[Saved data entries]

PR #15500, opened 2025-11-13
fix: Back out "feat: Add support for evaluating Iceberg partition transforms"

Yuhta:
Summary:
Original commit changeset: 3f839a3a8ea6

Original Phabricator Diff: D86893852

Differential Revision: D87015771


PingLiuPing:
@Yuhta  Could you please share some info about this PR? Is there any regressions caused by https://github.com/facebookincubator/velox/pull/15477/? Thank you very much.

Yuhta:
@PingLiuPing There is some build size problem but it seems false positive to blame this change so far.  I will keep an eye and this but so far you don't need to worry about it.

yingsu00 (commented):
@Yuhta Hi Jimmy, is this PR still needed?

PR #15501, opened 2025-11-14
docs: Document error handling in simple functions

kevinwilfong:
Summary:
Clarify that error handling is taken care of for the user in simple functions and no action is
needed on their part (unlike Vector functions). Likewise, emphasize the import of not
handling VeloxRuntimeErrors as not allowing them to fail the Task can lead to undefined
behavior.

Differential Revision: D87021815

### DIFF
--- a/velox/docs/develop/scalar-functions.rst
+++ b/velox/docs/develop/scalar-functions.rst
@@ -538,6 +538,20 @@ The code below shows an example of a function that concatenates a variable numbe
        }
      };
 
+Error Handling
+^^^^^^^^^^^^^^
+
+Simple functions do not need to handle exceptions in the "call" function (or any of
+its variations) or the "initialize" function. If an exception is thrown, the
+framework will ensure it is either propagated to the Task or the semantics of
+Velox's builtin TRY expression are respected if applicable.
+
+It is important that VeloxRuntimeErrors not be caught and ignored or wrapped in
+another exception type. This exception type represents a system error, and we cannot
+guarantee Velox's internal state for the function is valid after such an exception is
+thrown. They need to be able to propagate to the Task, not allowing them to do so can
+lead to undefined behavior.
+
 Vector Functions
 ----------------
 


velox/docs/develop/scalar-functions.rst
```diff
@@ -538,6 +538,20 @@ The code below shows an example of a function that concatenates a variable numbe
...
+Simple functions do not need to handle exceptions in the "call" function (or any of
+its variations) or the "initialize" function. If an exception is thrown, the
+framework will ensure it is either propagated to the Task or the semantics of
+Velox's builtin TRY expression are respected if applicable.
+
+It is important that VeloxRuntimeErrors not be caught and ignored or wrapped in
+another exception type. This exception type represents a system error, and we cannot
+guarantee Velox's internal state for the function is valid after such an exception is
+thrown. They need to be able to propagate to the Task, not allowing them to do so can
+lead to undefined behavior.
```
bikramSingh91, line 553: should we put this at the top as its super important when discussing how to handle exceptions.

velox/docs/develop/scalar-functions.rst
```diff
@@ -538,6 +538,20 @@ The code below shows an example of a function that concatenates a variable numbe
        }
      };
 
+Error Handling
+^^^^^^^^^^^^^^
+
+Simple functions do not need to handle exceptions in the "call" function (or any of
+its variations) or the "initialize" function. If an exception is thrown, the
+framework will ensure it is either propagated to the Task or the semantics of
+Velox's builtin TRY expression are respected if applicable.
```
--
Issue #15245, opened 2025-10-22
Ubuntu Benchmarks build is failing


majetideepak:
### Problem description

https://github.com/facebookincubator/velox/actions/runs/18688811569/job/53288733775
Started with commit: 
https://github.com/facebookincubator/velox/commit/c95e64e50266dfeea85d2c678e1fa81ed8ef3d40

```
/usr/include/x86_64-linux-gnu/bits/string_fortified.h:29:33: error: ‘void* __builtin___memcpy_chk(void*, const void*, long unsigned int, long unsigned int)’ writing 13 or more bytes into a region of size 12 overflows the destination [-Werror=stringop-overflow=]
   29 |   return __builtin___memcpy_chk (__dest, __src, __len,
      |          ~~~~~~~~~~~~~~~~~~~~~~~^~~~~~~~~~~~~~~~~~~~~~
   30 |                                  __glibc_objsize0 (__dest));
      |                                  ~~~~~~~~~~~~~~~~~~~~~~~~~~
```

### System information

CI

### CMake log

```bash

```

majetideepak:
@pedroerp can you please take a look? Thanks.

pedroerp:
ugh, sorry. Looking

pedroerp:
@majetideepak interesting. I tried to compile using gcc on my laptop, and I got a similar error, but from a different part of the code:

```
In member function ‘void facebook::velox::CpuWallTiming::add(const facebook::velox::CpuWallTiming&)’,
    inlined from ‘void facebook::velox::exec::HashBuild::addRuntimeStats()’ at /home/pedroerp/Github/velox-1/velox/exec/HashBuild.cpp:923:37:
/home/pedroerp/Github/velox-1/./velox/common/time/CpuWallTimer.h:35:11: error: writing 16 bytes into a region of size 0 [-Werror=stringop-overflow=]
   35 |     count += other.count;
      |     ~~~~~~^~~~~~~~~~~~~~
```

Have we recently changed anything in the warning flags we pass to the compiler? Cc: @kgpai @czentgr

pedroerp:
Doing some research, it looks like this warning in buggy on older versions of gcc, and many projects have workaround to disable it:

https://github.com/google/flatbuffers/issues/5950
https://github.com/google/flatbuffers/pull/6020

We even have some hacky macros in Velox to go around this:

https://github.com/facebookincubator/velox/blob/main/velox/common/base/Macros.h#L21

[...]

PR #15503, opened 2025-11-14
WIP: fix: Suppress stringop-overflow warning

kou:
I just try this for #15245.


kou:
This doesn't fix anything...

DIRECTIONS FOR THIS TASK
The stretch of entries above that starts with the line containing "PR #15500, opened 2025-11-13" and goes on through the line containing "--- a/velox/docs/develop/scalar-functions.rst" is to be transcribed exactly, and no other line is to be transcribed.

OUTPUT BELOW
PR #15500, opened 2025-11-13
fix: Back out "feat: Add support for evaluating Iceberg partition transforms"

Yuhta:
Summary:
Original commit changeset: 3f839a3a8ea6

Original Phabricator Diff: D86893852

Differential Revision: D87015771


PingLiuPing:
@Yuhta  Could you please share some info about this PR? Is there any regressions caused by https://github.com/facebookincubator/velox/pull/15477/? Thank you very much.

Yuhta:
@PingLiuPing There is some build size problem but it seems false positive to blame this change so far.  I will keep an eye and this but so far you don't need to worry about it.

yingsu00 (commented):
@Yuhta Hi Jimmy, is this PR still needed?

PR #15501, opened 2025-11-14
docs: Document error handling in simple functions

kevinwilfong:
Summary:
Clarify that error handling is taken care of for the user in simple functions and no action is
needed on their part (unlike Vector functions). Likewise, emphasize the import of not
handling VeloxRuntimeErrors as not allowing them to fail the Task can lead to undefined
behavior.

Differential Revision: D87021815

### DIFF
--- a/velox/docs/develop/scalar-functions.rst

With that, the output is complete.